Alexa Philippou has your Connecticut-centric draft recap. I agree with Curt, hard to argue the Sun’s 3-4-5.
Danielle Lerner spent draft night on the Louisville Zoom.
Listen to Stella Johnson react to getting drafted.
Lauren Manis has a unique road to WNBA Draft night, Greg Levinsky writes.
The Fieldhouse, full of Indiana basketball writers I love, is covering the Fever now.
Paolo Uggetti caught up with Ruthy Hebard. (Click on this to let The Ringer know it should cover women’s basketball on a more regular basis!)
Mike Jensen on Stella Johnson is wonderful, of course.
Loved this inside look at Cathy Engelbert’s draft night.
Tamera Young joined the Knuckleheads podcast.
And Rebecca Lobo chatted with John Liddle on HerHoopStats’ podcast.
Tim Cato breaks down the Dallas Wings’ roster situation.
And Huw Hopkins looks at two members of that roster who happen to be sisters.
Mitchell Northam has a wbb newsletter! Check it out, he’s terrific.
The Houston Chronicle caught up with Erica Ogwumike.
Richard Cohen projects salary caps for the Eastern Conference.
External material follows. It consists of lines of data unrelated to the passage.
PR #11205, opened 2016-04-30
Refactored Missile.RangeLimit to be a WDist value

reaperrr:
Tick-based `RangeLimit` is tedious to get right (you need to divide weapon Range by projectile speed, and that doesn't even cover any kind of acceleration), and many values throughout the shipping mods + TS are rough or even arbitrary guesses.

This refactor gives much more accurate control over maximum flight distance, especially in mods like TS which use acceleration.

All yaml updates were done automatically via the provided upgrade rules.

### DIFF
--- a/OpenRA.Mods.Common/UtilityCommands/UpgradeRules.cs
+++ b/OpenRA.Mods.Common/UtilityCommands/UpgradeRules.cs
@@ -826,6 +826,34 @@ namespace OpenRA.Mods.Common.UtilityCommands
 					}
 				}
 
+				// Refactor Missile RangeLimit from ticks to WDist
+				if (engineVersion < 20160501)
+				{
+					var weapRange = node.Value.Nodes.FirstOrDefault(n => n.Key == "Range");
+					var projectile = node.Value.Nodes.FirstOrDefault(n => n.Key == "Projectile");
+
+					if (projectile != null && weapRange != null && projectile.Value.Value == "Missile")
+					{
+						var oldWDist = FieldLoader.GetValue<WDist>("Range", weapRange.Value.Value);
+						var rangeLimitNode = projectile.Value.Nodes.FirstOrDefault(x => x.Key == "RangeLimit");
+
+						// RangeLimit is now a WDist value, so for the conversion, we take weapon range and add 20% on top.
+						// Overly complicated calculations using Range, Speed and the old RangeLimit value would be rather pointless,
+						// because currently most mods have somewhat arbitrary, usually too high and in a few cases too low RangeLimits anyway.
+						var newValue = oldWDist.Length * 120 / 100;
+						var newCells = newValue / 1024;
+						var newCellPart = newValue % 1024;
+
+						if (rangeLimitNode != null)
+							rangeLimitNode.Value.Value = newCells.ToString() + "c" + newCellPart.ToString();
+						else
+						{
+							// Since the old default was 'unlimited', we're using weapon range * 1.2 for missiles not defining a custom RangeLimit as well
+							projectile.Value.Nodes.Add(new MiniYamlNode("RangeLimit", newCells.ToString() + "c" + newCellPart.ToString()));
+						}
+					}
+				}
+
 				UpgradeWeaponRules(engineVersion, ref node.Value.Nodes, node, depth + 1);
 			}
 		}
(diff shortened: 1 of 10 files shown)


reaperrr:
Now that I think about it, a lint check that warns about RangeLimit < weapon range would probably be useful as well.

GraionDilach:
I really don't like changing the default value here - that just nerfs all missiles which would use that default value. Could the upgrade rule instead create RangeLimits for these missiles as well instead?

reaperrr:
> I really don't like changing the default value here - that just nerfs all missiles which would use that default value.

I wonder how many missiles use that default value, and out of those, how many use it intentionally?
In the shipping mods the answer is 'zero', in TS the only case is the `CyCannon`, and that certainly wasn't intentional.

But I'll update the upgrade rule as you suggested, just in case.

reaperrr:
Updated.
Travis passed, AppVeyor just failed to install something.

OpenRA.Mods.Common/UtilityCommands/UpgradeRules.cs
```diff
@@ -826,6 +826,34 @@ internal static void UpgradeWeaponRules(int engineVersion, ref List<MiniYamlNode
...
+						// because currently most mods have somewhat arbitrary, usually too high and in a few cases too low RangeLimits anyway.
+						var newValue = oldWDist.Length * 120 / 100;
+						var newCells = newValue / 1024;
+						var newCellPart = newValue - (newCells * 1024);
+
+						if (rangeLimitNode != null)
+							rangeLimitNode.Value.Value = newCells.ToString() + "c" + newCellPart.ToString();
+						else
+						{
+							// Since the old default was 'unlimited', we're using weapon range * 1.5 for missiles not defining a custom RangeLimit
```
GraionDilach: * 1.2

reaperrr:
Updated.

GraionDilach:
Looks good to me. :+1:

OpenRA.Mods.Common/UtilityCommands/UpgradeRules.cs
```diff
@@ -826,6 +826,34 @@ internal static void UpgradeWeaponRules(int engineVersion, ref List<MiniYamlNode
...
+					{
+						var oldWDist = FieldLoader.GetValue<WDist>("Range", weapRange.Value.Value);
+						var rangeLimitNode = projectile.Value.Nodes.FirstOrDefault(x => x.Key == "RangeLimit");
+
+						// RangeLimit is now a WDist value, so for the conversion, we take weapon range and add 20% on top.
+						// Overly complicated calculations using Range, Speed and the old RangeLimit value would be rather pointless,
+						// because currently most mods have somewhat arbitrary, usually too high and in a few cases too low RangeLimits anyway.
+						var newValue = oldWDist.Length * 120 / 100;
+						var newCells = newValue / 1024;
+						var newCellPart = newValue - (newCells * 1024);
```
abcdefg30: Wait, I don't get this here... Above we say `newCells = newValue / 1024` so this here gets `newCellPart = newValue - ((newValue / 1024) * 1024) = newValue - newValue = 0`?

GraionDilach: No, this is the equvivalent of `newCellPart = newValue % 1024` just a bit messy. `newValue` might not be fully dividable with 1024 afterall.

reaperrr: Let's say `oldWDist` was `2c0 / 2048`.

`newValue` is the full new distance value, in our example `2457` (`2c409`).
`newCells` divides that by 1024, the result would be ~2.4 in fp, but is truncated to 2 for integer div, so this is the number of full cells (in other words, the number before the `c)`.
`newCellPart` then takes the original full WDist (2457), and substracts the number of full cells * 1024 (2 * 1024 = 2048 in this example), so the result here will be 2457 - 2048 = 409. So we have the WDist to put after the `c` as well now.

abcdefg30: I think we should use `newValue % 1024` then.

reaperrr:
Updated.

Mailaender:
[Changelog](https://github.com/OpenRA/OpenRA/wiki/Changelog-(bleed)/_compare/12f43aecdbeb52ec5b291b0b7f8f3b675e1f5769...52879969195c4dd29b673f81ec7261d8e4796720)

It’s going to be really easy for Indiana Fever fans to root for Lauren Cox.
Tweet of the Week
Five at The IX: Sabrina Ionescu
These were, I thought, the most interesting answers Sabrina gave from both a Friday post-draft interview by phone, and another on Monday via Zoom.
Q. When you look at the Liberty offense, what excites you most about joining Walt Hopkins' system, and how will it feel to play with Asia Durr and Kia Nurse?
SABRINA IONESCU: They have great guards there, with their ability to shoot and spread the floor out, but also run in transition. Walt runs a great offense. The pick-and-roll is something that I'm familiar with. Being able to enter an offense where it's been really similar to what I've been playing with the last four years is exciting. I'm just excited to continue to grow my game in that aspect.
Q. How are you looking forward to making an impact in a city that is a haven for social justice and overall just community philanthropy?
SABRINA IONESCU: I'm going to use my platform and do everything I can. Obviously, it starts with basketball, hoping to get people to buy into the team and show up to games. But just using our platform as a women's basketball player to do more than just that. I'm excited to stand for something more than just being a basketball player in that city and using it for a bigger purpose.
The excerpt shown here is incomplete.